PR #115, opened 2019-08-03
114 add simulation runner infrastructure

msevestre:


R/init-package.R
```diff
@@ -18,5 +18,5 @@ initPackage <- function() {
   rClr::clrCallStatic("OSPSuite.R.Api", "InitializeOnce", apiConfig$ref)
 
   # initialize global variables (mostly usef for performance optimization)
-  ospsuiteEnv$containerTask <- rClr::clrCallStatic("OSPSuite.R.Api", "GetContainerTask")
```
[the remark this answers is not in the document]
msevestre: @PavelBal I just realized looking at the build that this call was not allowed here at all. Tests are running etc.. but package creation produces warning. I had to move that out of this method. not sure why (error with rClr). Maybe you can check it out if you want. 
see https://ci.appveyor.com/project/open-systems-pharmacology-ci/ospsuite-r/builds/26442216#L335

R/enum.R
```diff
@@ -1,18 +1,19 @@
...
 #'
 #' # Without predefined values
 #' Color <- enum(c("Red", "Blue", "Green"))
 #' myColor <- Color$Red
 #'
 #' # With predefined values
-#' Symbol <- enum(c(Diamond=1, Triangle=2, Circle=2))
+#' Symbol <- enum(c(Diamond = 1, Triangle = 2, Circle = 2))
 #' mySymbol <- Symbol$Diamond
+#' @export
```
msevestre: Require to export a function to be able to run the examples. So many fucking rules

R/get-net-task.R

---

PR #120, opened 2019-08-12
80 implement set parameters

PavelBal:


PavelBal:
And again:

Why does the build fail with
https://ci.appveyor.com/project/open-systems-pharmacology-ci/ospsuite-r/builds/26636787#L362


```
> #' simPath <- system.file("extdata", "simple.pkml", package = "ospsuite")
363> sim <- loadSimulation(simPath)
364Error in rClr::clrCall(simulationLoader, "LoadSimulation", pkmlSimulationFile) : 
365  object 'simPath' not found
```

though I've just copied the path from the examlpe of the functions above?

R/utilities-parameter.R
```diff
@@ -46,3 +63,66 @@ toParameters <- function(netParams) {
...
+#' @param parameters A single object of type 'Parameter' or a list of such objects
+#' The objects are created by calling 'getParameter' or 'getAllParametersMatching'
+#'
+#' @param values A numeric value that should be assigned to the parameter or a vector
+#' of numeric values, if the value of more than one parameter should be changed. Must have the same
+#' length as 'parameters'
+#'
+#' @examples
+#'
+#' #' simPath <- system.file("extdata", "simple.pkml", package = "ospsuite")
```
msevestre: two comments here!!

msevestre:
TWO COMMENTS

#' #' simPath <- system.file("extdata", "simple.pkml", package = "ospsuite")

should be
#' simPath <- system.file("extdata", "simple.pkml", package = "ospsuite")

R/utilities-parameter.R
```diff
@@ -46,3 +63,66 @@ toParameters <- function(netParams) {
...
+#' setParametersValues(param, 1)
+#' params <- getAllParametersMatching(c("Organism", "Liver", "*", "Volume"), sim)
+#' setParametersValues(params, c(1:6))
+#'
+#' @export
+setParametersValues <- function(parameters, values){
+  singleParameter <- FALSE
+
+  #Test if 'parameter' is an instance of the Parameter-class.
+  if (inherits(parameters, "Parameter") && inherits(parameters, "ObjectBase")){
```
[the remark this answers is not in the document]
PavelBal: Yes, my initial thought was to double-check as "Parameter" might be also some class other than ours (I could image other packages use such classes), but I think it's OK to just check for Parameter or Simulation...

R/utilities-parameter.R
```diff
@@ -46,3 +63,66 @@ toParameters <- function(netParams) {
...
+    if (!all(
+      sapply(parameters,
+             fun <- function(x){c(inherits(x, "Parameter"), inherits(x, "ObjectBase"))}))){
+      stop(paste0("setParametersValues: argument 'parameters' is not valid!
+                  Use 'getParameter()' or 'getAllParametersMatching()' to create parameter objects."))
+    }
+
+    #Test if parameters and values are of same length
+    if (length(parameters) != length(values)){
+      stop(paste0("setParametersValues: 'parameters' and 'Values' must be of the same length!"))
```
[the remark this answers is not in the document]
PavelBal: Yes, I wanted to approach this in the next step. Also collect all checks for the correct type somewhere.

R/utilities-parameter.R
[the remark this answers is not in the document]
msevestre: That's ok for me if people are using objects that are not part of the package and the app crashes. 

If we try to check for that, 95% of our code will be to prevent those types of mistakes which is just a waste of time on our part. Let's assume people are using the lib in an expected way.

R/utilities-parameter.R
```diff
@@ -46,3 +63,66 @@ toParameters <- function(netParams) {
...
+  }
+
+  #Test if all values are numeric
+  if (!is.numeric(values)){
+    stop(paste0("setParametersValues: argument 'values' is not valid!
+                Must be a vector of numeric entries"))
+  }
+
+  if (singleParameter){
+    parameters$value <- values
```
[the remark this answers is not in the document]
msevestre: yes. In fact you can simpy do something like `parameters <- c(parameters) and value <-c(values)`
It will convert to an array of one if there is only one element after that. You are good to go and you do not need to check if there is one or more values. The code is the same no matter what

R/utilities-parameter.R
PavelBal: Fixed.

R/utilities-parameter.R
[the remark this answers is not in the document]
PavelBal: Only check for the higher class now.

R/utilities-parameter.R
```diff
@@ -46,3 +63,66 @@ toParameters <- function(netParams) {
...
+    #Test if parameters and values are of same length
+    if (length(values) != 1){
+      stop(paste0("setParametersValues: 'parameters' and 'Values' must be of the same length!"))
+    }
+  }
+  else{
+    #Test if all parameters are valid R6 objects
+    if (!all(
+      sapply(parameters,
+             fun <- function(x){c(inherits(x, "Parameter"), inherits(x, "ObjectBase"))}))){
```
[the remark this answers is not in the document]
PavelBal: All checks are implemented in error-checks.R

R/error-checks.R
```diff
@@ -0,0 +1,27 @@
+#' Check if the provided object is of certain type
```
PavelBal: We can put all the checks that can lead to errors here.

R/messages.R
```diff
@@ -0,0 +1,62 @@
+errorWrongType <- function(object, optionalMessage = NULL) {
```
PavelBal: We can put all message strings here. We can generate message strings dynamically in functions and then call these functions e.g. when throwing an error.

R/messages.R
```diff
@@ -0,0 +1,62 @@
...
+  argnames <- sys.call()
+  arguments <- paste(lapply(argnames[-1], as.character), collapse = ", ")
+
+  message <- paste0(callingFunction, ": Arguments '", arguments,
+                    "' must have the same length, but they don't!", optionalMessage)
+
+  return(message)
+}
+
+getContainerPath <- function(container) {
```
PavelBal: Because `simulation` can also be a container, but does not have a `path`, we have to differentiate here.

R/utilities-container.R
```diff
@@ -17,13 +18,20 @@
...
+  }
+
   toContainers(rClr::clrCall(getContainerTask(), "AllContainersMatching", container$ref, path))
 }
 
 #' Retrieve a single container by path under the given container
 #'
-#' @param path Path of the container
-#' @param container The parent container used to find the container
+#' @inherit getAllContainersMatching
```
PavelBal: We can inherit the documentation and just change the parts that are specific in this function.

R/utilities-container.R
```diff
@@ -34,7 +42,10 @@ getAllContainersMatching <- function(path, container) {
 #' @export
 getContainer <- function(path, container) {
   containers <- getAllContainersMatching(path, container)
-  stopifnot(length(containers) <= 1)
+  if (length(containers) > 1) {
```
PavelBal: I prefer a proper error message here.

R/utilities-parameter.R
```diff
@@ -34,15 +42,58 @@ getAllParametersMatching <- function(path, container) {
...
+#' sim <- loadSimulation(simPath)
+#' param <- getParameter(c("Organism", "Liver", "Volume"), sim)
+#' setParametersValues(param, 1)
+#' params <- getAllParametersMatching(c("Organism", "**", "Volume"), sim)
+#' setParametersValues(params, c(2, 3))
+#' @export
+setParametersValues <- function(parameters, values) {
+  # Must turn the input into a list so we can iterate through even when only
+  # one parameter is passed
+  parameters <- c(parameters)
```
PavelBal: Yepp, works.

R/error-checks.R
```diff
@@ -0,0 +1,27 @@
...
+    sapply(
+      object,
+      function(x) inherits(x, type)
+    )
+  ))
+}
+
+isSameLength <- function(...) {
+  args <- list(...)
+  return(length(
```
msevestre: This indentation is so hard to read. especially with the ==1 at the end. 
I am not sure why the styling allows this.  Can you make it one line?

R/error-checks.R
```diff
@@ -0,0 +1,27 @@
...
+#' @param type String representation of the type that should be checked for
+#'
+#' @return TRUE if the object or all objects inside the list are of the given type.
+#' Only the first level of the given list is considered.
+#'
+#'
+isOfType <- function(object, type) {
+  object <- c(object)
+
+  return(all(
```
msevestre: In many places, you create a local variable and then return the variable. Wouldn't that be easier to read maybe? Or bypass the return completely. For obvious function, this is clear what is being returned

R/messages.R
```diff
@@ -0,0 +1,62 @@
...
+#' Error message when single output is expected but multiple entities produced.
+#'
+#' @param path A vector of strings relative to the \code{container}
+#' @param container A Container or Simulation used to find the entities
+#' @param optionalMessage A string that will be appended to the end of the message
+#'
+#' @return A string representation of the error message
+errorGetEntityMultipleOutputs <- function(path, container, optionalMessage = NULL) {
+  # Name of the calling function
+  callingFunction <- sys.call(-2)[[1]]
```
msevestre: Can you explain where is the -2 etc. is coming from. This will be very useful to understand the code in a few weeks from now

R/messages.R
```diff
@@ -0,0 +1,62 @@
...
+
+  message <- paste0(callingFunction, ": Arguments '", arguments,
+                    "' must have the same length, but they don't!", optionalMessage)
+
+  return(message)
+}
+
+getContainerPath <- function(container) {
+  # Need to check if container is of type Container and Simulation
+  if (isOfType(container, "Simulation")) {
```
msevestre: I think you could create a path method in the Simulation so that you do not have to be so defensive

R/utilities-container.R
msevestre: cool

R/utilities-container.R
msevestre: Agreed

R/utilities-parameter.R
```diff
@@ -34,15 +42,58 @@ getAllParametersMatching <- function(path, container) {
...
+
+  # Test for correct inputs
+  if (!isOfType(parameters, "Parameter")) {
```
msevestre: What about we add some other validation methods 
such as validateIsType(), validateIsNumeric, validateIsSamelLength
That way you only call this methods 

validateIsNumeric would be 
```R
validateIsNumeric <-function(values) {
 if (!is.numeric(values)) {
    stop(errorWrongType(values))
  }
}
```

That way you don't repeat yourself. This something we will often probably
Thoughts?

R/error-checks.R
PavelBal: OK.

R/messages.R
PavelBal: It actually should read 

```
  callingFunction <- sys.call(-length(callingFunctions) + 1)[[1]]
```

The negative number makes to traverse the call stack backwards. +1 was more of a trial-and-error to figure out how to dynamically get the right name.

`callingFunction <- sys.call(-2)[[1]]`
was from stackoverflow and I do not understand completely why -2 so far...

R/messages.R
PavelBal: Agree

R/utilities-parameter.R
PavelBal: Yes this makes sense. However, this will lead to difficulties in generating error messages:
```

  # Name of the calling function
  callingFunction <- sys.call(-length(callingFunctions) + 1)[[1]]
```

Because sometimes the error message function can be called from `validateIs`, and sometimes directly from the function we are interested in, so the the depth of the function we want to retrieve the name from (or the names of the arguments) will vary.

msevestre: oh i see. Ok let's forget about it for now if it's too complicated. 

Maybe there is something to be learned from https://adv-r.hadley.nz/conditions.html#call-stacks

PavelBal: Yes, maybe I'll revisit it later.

▶ [Task to carry out] For this task, write out exactly the lines of the entries above, starting at the line with "msevestre: cool" and ending at the line with "validateIsType(), validateIsNumeric, validateIsSamelLength", both included, and no others.

▶ [Reply to the task]
msevestre: cool

R/utilities-container.R
msevestre: Agreed

R/utilities-parameter.R
```diff
@@ -34,15 +42,58 @@ getAllParametersMatching <- function(path, container) {
...
+
+  # Test for correct inputs
+  if (!isOfType(parameters, "Parameter")) {
```
msevestre: What about we add some other validation methods 
such as validateIsType(), validateIsNumeric, validateIsSamelLength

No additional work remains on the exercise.